┌──

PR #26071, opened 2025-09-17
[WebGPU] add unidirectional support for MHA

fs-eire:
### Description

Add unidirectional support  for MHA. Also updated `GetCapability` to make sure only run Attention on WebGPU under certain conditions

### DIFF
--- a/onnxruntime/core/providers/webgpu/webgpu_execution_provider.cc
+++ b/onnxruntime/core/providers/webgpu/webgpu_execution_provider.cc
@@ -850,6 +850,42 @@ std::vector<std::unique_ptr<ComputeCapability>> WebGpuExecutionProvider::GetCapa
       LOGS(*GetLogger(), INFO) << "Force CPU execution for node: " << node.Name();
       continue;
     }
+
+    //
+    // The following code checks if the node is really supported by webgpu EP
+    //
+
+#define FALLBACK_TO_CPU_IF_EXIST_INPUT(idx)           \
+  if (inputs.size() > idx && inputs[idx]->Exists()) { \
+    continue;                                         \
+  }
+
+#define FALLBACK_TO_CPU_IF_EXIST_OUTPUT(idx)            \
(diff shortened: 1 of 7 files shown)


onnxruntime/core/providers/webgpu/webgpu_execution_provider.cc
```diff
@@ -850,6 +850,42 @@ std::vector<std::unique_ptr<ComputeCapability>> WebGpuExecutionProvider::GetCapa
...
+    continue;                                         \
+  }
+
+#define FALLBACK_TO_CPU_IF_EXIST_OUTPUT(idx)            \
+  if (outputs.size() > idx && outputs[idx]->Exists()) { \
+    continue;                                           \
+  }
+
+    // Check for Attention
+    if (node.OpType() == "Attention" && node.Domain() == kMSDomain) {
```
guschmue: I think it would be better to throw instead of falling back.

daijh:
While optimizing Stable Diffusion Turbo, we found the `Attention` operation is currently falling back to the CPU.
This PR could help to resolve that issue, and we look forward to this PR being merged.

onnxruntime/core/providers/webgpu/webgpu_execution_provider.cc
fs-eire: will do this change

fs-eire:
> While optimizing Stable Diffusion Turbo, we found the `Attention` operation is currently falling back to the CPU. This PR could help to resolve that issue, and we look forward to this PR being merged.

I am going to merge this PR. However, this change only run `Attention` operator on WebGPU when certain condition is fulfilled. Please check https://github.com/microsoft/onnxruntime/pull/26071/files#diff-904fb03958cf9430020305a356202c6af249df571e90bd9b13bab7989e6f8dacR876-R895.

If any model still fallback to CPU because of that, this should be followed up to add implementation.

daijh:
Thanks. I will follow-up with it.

└──

Instructions to follow:
What you give back should be exactly the lines of the entries above from the one containing "guschmue: I think" to the end, and nothing more.

Written response:
guschmue: I think it would be better to throw instead of falling back.

daijh:
While optimizing Stable Diffusion Turbo, we found the `Attention` operation is currently falling back to the CPU.
This PR could help to resolve that issue, and we look forward to this PR being merged.

onnxruntime/core/providers/webgpu/webgpu_execution_provider.cc
fs-eire: will do this change

fs-eire:
> While optimizing Stable Diffusion Turbo, we found the `Attention` operation is currently falling back to the CPU. This PR could help to resolve that issue, and we look forward to this PR being merged.

I am going to merge this PR. However, this change only run `Attention` operator on WebGPU when certain condition is fulfilled. Please check https://github.com/microsoft/onnxruntime/pull/26071/files#diff-904fb03958cf9430020305a356202c6af249df571e90bd9b13bab7989e6f8dacR876-R895.

If any model still fallback to CPU because of that, this should be followed up to add implementation.

daijh:
Thanks. I will follow-up with it.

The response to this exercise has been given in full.